■ Task instructions ■
Lines in the listing below that include the word "code" need to be copied.

■ Record extracts ■

PR #8908, opened 2023-01-31
Add Missing OnFinality Networks

jamesbayly:
@jacogr we have implemented rate limits as requested by network owners that restrict access to these public endpoints to `polkadot.js.org`. We believe that your monitoring that is indicating these endpoints are down due to your monitoring solution being blocked by this rate limit. Can you please let us know what origin or IP you are making these monitoring requests from so we can allow list it

### DIFF
--- a/packages/apps-config/src/endpoints/productionRelayKusama.ts
+++ b/packages/apps-config/src/endpoints/productionRelayKusama.ts
@@ -121,7 +121,8 @@ export const prodParasKusama: EndpointOption[] = [
     paraId: 2105,
     text: 'Darwinia Crab',
     providers: {
-      'Darwinia Network': 'wss://crab-parachain-rpc.darwinia.network/'
+      'Darwinia Network': 'wss://crab-parachain-rpc.darwinia.network/',
+      OnFinality: 'wss://darwinia-crab.api.onfinality.io/public-ws'
     }
   },
   {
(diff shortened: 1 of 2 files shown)


jacogr:
It is automated, running from GitHub CI. Checks run twice daily, once an endpoint shows up unreachable 4 times (48 hours), it gets removed.

jacogr:
So this gives issues, see https://github.com/polkadot-js/apps/issues/8921

jamesbayly:
Yes, your CI runner is certainly getting rate limited https://polkadot.js.org/apps/?rpc=wss%3A%2F%2Fparallel.api.onfinality.io%2Fpublic-ws#/explorer

Is the CI runner GitHub-hosted or self-hosted?

jamesbayly:
And are you able to share the code for the CI runner with me so we can figure out a way to allowlist it without allowing every requests from every runner across GitHub?

jacogr:
GH hosted, so they will spin up an instance on an interval via https://github.com/polkadot-js/apps/blob/master/.github/workflows/chain-endpoints.yml 

The code that does the check is here - https://github.com/polkadot-js/apps/blob/master/packages/apps-config/src/ci/runner.ts

(Which is called from https://github.com/polkadot-js/apps/blob/master/packages/apps-config/src/ci/chainEndpoints.spec.ts via the above workflow)

PR #8947, opened 2023-02-06
fix: bad logo after PR 8941

darkfriend77:
It seems like the Bajun Logo got wrongly changed to the Ajuna Logo. Hopefully, this will fix the change.

Kusama and Rococo are running under the Baju Network (nodesBajunPNG)


jacogr (approved):
Umpf. Sorry about that.

PR #8985, opened 2023-02-09
Add Polkadot Bridgehub

lazam:
New Polkadot Common Good Parachain: Bridgehub


packages/apps-config/src/endpoints/productionRelayPolkadot.ts
```diff
@@ -624,6 +624,17 @@ export const prodParasPolkadotCommon: EndpointOption[] = [
...
+  },
+  {
+    info: 'polkadotBridgeHub',
+    paraId: 1002,
+    providers: {
+      Parity: 'wss://polkadot-bridge-hub-rpc.polkadot.io'
+    },
+    text: 'BridgeHub',
+    ui: {
+      logo: nodesBridgeHubBlackSVG
```
serban300, line 636: We should use the `nodesBridgeHub` logo here. The `nodesBridgeHubBlack` one is for Kusama.

serban300:
> Do we merge as-is or change the logo?
> 
> Sadly I dropped the image initially uploaded when I cleaned up since it was unused - sorry about that. Having said that, it should be simple to add - https://github.com/polkadot-js/apps/tree/master/packages/apps-config#endpoints
> 
> TL;DR
> 
>     1. Add file to apps-config/ui/logos/nodes
> 
>     2. Run `yarn build:images`
> 
>     3. Change import as suggested above

However you prefer. I'm also ok with merging as-is, and then changing the logo in another PR. 

Attaching the image to this message just in case it's needed.

BridgeHub

jacogr (approved):
Merging as-is. Follow-up PRs with an updated logo welcome.

PR #78, opened 2020-12-22
ci: Improve tag detection during release

Starkteetje:
Previously we used the GITHUB_REF variable set during the execution of of Github Actions to get to the current tag, which failed if tagging was done on prior to the push/on a different branch. Now we use the information contained in the git repository that is checked out anyway. Additionally the release pipeline previously also ran for any new commit on master (without a new tag being present) and now runs only for tags in potentially any branch (which is fine, as the release pipeline does no privileged action).

### DIFF
--- a/.github/workflows/release.yaml
+++ b/.github/workflows/release.yaml
@@ -2,8 +2,7 @@ name: release
 
 on:
   push:
-    tags: "*"
-    branches: master
+    tags: "v*"
 
 jobs:
   version-match:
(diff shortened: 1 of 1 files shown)


phbelitz:
Any example pipeline where this was successfully tested?

Starkteetje:
> Any example pipeline where this was successfully tested?

https://github.com/sse-secure-systems/connaisseur/runs/1594978442?check_suite_focus=true

phbelitz (approved):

■ Answer below ■
And are you able to share the code for the CI runner with me so we can figure out a way to allowlist it without allowing every requests from every runner across GitHub?
The code that does the check is here - https://github.com/polkadot-js/apps/blob/master/packages/apps-config/src/ci/runner.ts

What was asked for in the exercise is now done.